9Poser la question de l’acceptabilité sociale ouvre un vaste débat dans lequel sont interrogés les fondements de la modernité, dont l’idée de la liberté constitue l’une des assises les plus importantes. C’est aussi reprendre l’idée de progrès, devenue pour certains une coquille vide dont les résultats n’ont pas été à la hauteur des promesses d’un monde meilleur. Plus globalement, les normes fondant l’acceptabilité sociale sont à redéfinir et à replacer au centre des débats sociaux, en relation avec le collectif, les modes de régulation de la société et des territoires.
10Depuis la modernité, la régulation politique a pour fondation l’ensemble des institutions politiques, avec pour lieu privilégié les pouvoirs locaux ; ceux-ci permettent notamment d’interpeller l’individu citoyen sur les conditions de production des activités économiques, sociales et culturelles sur son propre territoire. Il s’ensuit des discussions qui visent la politisation citoyenne et mettent en débat toute forme de pouvoir considérée comme illégitime, qu’elle soit porteuse d’inégalité, d’injustice, d’exploitation, d’indignité, de non-reconnaissance ou de subordination (Bourque, Duchastel et Pineault, 1999 ; Fraser, 2012 ; Honneth, 2008).
11Ces débats doivent donc être considérés comme politiques et par nature conflictuels, au-delà d’un faux consensus masquant les rapports de domination et d’exclusion sociales. Car, si l’acceptabilité sociale relève d’une démocratie prenant sa source dans la controverse, elle fait du politique « l’art de traiter les désaccords, les conflits, les oppositions, et pourquoi pas de les faire surgir, de les favoriser, de les multiplier, car c’est ainsi que des chemins inattendus s’ouvrent, que les possibles se multiplient » (Callon, Lascoumes et Barthe, 2001 : 16).

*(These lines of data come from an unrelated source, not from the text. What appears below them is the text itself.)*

PR #293, opened 2026-01-23
Support sorting on multiple fields

stellarhoof:
### Summary

Support the ability to sort on multiple fields to the `results` type. This PR deprecates `sortField` and `sortDir` in favor of `sort`

**Before**

```javascript
{
  type: "results",
  sortField: "name",
  sortDir: "asc"
}
```

**After**

```javascript
{
  type: "results",
  sort: [{ field: "name" }, { field: "age", desc: true }]
}
```

### DIFF
--- a/packages/provider-elasticsearch/src/example-types/results/index.js
+++ b/packages/provider-elasticsearch/src/example-types/results/index.js
@@ -2,13 +2,27 @@ import F from 'futil'
 import { getField } from '../../utils/fields.js'
 import { searchWithHighlights } from './highlighting/search.js'
 
+export let getSortParameter = ({ sort, sortField, sortDir }, schema) => {
+  if (sort) {
+    return Object.fromEntries(
+      sort.map(({ field, desc }) => [
+        getField(schema, field),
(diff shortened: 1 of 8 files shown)


packages/provider-elasticsearch/src/example-types/results/index.js
```diff
@@ -2,13 +2,27 @@ import F from 'futil'
 import { getField } from '../../utils/fields.js'
 import { searchWithHighlights } from './highlighting/search.js'
 
+export let getSortParameter = ({ sort, sortField, sortDir }, schema) => {
+  if (sort) {
```
JBezerra: **suggestion:** we could use `!isEmpty` here or something else so we avoid returning an empty object when `sort === {}`.

JBezerra (approved):
- [x] Code looks good
- [x] Verified locally

packages/provider-elasticsearch/src/example-types/results/index.js
stellarhoof: Done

12Par ailleurs, la forme actuelle de régulation politico-institutionnelle mérite d’être remise en question. Certes, elle s’est démocratisée, dans le sens d’une participation plus inclusive, plus ouverte aux populations locales, tout en multipliant les lieux de discussion. Mais qu’en est-il de la nature même de la participation, comprise soit comme un dépassement de la démocratie représentative, soit comme une défaite du politique réduisant les débats à de simples conflits d’intérêts sans être orientés par des valeurs comme la justice (Bonny, 1995) ? S’immisce alors dans la sphère politico-institutionnelle une forme de régulation apolitique, de type opérationnel-décisionnel, qui ne comprend que les moyens (et les résultats strictement financiers), au détriment des finalités ou d’une orientation de la société – bref, tout ce qui rend possible d’y trouver un sens et des valeurs autres que les valeurs financières et économiques. Autrement dit, ce mode de régulation voit les lois et les règlements comme « des outils de gestion et non comme l’expression normative de valeurs communes » (Dubet, 2002 : 63). Cette acception dénature l’acceptabilité sociale, convoquée dans un mode de participation qui postule la négation de toute assise territoriale fondée sur le bien commun.

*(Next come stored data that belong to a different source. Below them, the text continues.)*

PR #295, opened 2026-02-18
Add today range

yavilagovspend:
### Summary
Adding `today` filter to date range


packages/util/package.json
stellarhoof, line 1: No need to increase the package version manually, you can simply run `yarn changeset` and go from there.

stellarhoof (approved):
This is good to go. Nice job!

13Finalement, retenons que la normativité de l’acceptabilité sociale repose non seulement sur les moyens ou les faits, mais aussi sur des normes, des raisons d’agir ouvrant la possibilité d’agir autrement. Il ne s’agit pas d’intervenir uniquement sur les causes (manque d’emploi, nécessité des ressources énergétiques, rentabilité) ou en vertu de l’affirmation scientifique d’« une raison causale ou efficiente » (Hentsch, 1993 : 93), mais aussi en fonction des raisons qui donnent un sens à nos actions à partir de la simple question du vivre-ensemble. Sans celle-ci, l’acceptabilité sociale ne saurait survivre et se loger dans un sens ou une orientation propres, au-delà des termes quantitatifs usuels (rendement, avantages économiques, retombées sociales, impacts positifs). Il en va en fait de la présence citoyenne comme possibilité d’action dans l’espace public, cette « polis [qui] est “la mise en commun des paroles et des actes”, tout ce pour quoi il vaut la peine de vivre ensemble » (Eslin, 1996 : 75) ; elle est, enfin, ce lieu qui permet de penser notre inscription individuelle dans la société et dans la nature, soit de lier notre « être-ensemble » et notre « être-au-monde » (Bischoff, 2008).

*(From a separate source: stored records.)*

Issue #174, opened 2016-03-29
SDL2 Binding?


renannprado:
What do you guys think?

huhlig:
What value are you looking to derive from SDL2 you cannot get from GLFW?

renannprado:
It's been a long time since I last used it, BUT when I did more or less a year ago, the big win for me was the simplified graphics API over OpenGL one.
But I'm certainly not expert in OpenGL nor SDL2.
Other people will probably have better arguments (against or for) than me.

huhlig:
So you want to use SDL2 instead of GLFW inside a Java OpenGL library to draw graphics without OpenGL?

RegaliaSly:
While it would be nice to see SDL2 get a working port to Java, it would have no point in LWJGL as GLFW already handles everything in terms of window, input and context handling.

dustContributor:
Pretty much, want something like SDL2? Use libGDX.

XenoAmess:
glfw have no method like SDL_JoystickRumble in SDL.///
But you can use Jamepad instead so that is no problem.

PR #1033, opened 2024-12-28
feat: SDL 3.1.8 bindings

eigenraven:
This PR adds bindings for [SDL 3.1.8](https://libsdl.org/), which provides an alternative featureful library for window management, graphics, audio and other platform abstractions for video games.

Notable omissions from the bindings are:
- Various string handling and math functions from `SDL_stdinc.h` that have Java equivalents in the standard library
- Process spawning and environment variable control - this is better delegated to the JVM
- Thread spawning and atomics - these require JVM cooperation, so exposing them directly via FFI would be inefficient and/or unsafe
- Shared library loading - LWJGL core already provides a much better alternative to this in the form of libffi

I have ported the GLFW Gears.java demo to SDL to show how the API can be used to manage a GL context and handle keyboard input.

image

Original PR message:

After the discussion on discord where interest for SDL3 bindings was expressed, I thought I'd start on them to try to help. Currently I've just set up the first header of the library that holds some utility functions and tested it locally on my Linux install. 

If possible, I'd like to get some feedback if I'm on the right path and if I should make any changes to the code structure before I run the extractor and adjust the bindings on the 70 or so SDL headers (probably fewer, as quite a lot of them are wrappers for functionality Java already provides - like threads, atomics and synchronization primitives)

Related to https://github.com/LWJGL/lwjgl3/issues/174


Spasi:
Hey @eigenraven, thanks for getting this started!

It's looking good structure-wise, except you don't need to add the SDL headers to LWJGL. We'll build the SDL library separately, in an [LWJGL-CI](https://github.com/LWJGL-CI/) fork, the LWJGL build itself won't have to do any native compilation. Except in the rare case of having to support a function that passes/returns a struct by-value. Even then, we may choose to support such functions dynamically with libffi, if they're only one or two. Anyway, you'll know you may need the headers if you see `.c` files being generated under `modules/lwjgl/sdl3/src/generated/c/`.

For reference, other bindings that should have similar structure to SDL are: GLFW, OpenAL Soft, bgfx, freetype, etc. (you'll find all of them in LWJGL-CI).

You should probably wait a bit before doing more work on this though. The next LWJGL version (`3.4.0`) is going to remove documentation from bindings. I noticed that you've already added a lot of documentation (in `SDL_stdinc.kt`) and all that is going away. The Kotlin DSL is also going to be simplified. I'm almost done with this refactoring and will be pushing it in a few days. Better wait to rebase on top of that before adding more headers.

Spasi:
Hey @eigenraven,

Current HEAD now has the LWJGL 3.4.0 changes (removed binding documentation and simplified generator DSL). I rebased this PR and made a few changes so that you don't waste time with the boring stuff:

- Removed SDL headers.
- Renamed `sdl3` module/package to just `sdl`.
- Updated the Kotlin templates with the new generator API without documentation.

It should be nice and clean now and you may continue adding more SDL bindings.

I do have another concern though. SDL's API contains a lot of functionality that is already available in the JDK, in just as good or better form. One approach is to make this simple, expose everything and let LWJGL users decide what to use or not. Another approach would be to filter out such functionality. Examples:

- `SDL_atomic.h`
- `SDL_filesystem.h`
- `SDL_iostream.h`
- `SDL_stdinc.h`: math functions, most of the string functions, etc.
- `SDL_process.h`
- `SDL_thread.h`
- `SDL_time.h`

And so on. I haven't gone through everything, but I'm sure there is a ton of functionality that would just be unnecessary noise to a Java developer.

eigenraven:
Thanks for doing the rebase! Regarding filtering the available functions, I definitely think a lot of the math, atomics, string, quicksort etc. functions should just be skipped (the math functions that are in right now were mostly included so I could run a test using my system native library before porting the other headers). I lean towards leaving the rest in unless it's fundamentally unsafe (like threading bypassing Java's own threading system) or complicated to bind to.

The filesystem APIs might actually be useful, because they expose os-specific recommended local storage for apps, including e.g. Steam Cloud integration for games published on Steam. There are also plans to implement async io in SDL using io_uring on Linux, another unique feature.
Spawning Java threads from C would probably be really unsafe and I'll skip that, but leave in the TLS management that's needed to run cleanup on SDL's own TLS storage used by some of its subsystems when used from multiple threads.
SDL timers might be useful as a different way of accessing platform timers, because what Java uses and what SDL uses might not be the same everywhere, they're a really simple API so I think it's best to just leave in.

The message box and file dialog API should also provide a nice alternative to tinyfd/nfd, especially as there's discussions about removing tinyfd.

I'll start on porting more headers now.,

One remaining thing to consider is AWT conflicts on macOS, it will probably require -XstartOnFirstThread just like GLFW unless we implement something like glfw_async for SDL (maybe the upstream could be convinced to include the necessary mechanisms? I'm not a macOS developer at all so I don't know what glfw_async actually does under the hood)

Spasi:
Requiring `-XstartOnFirstThread` will be fine (and expected).

Definitely skip the async treatment for now, it's complicated and a pain to maintain. Manageable for GLFW because it's been very stable, but SDL moves too quickly. I also don't think they'd want to waste time with something like that upstream.

eigenraven:
I just saw in the 3.1.8 changelog that they did add https://wiki.libsdl.org/SDL3/SDL_IsMainThread and https://wiki.libsdl.org/SDL3/SDL_RunOnMainThread for better supporting their own SDL_main event loop, so there is a chance :thinking: I'll leave it be for now though

eigenraven:
@Spasi the bindings are now complete and ready to review including a glfw Gears.java demo port. The only thing I think I'll have to leave to you is the CI setup for natives. Let me know if there's anything else I should do.
For Windows SDL publishes pre-built DLLs in their github releases that should be perfectly fine to use (and reduce chance of antivirus issues), but they also provide extensive build documentation for all platforms in their `docs/` directory in the source tree, including required package lists for Linux etc.
The formatting in some files might not be entirely consistent, I tried to follow what other files did but I didn't see an autoformatter config so I can't guarantee it's correct everywhere.

Spasi:
Thank you @eigenraven!

renannprado:
@eigenraven almost 10 years later, a hero appears. That's all I wanted to say! Thanks for the contribution and thanks @Spasi for keeping it up as well!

14Un autre écueil émergeant des débats sur l’acceptabilité sociale touche la place de la technique dans notre société. Celle-ci est régulièrement présentée comme un moyen pour résoudre les problèmes environnementaux. Or, une telle réduction de l’acceptabilité sociale en une confiance aveugle en la raison technique ne peut se comprendre que dans l’affaiblissement du politique et son détournement par la logique entrepreneuriale, capitaliste et managériale.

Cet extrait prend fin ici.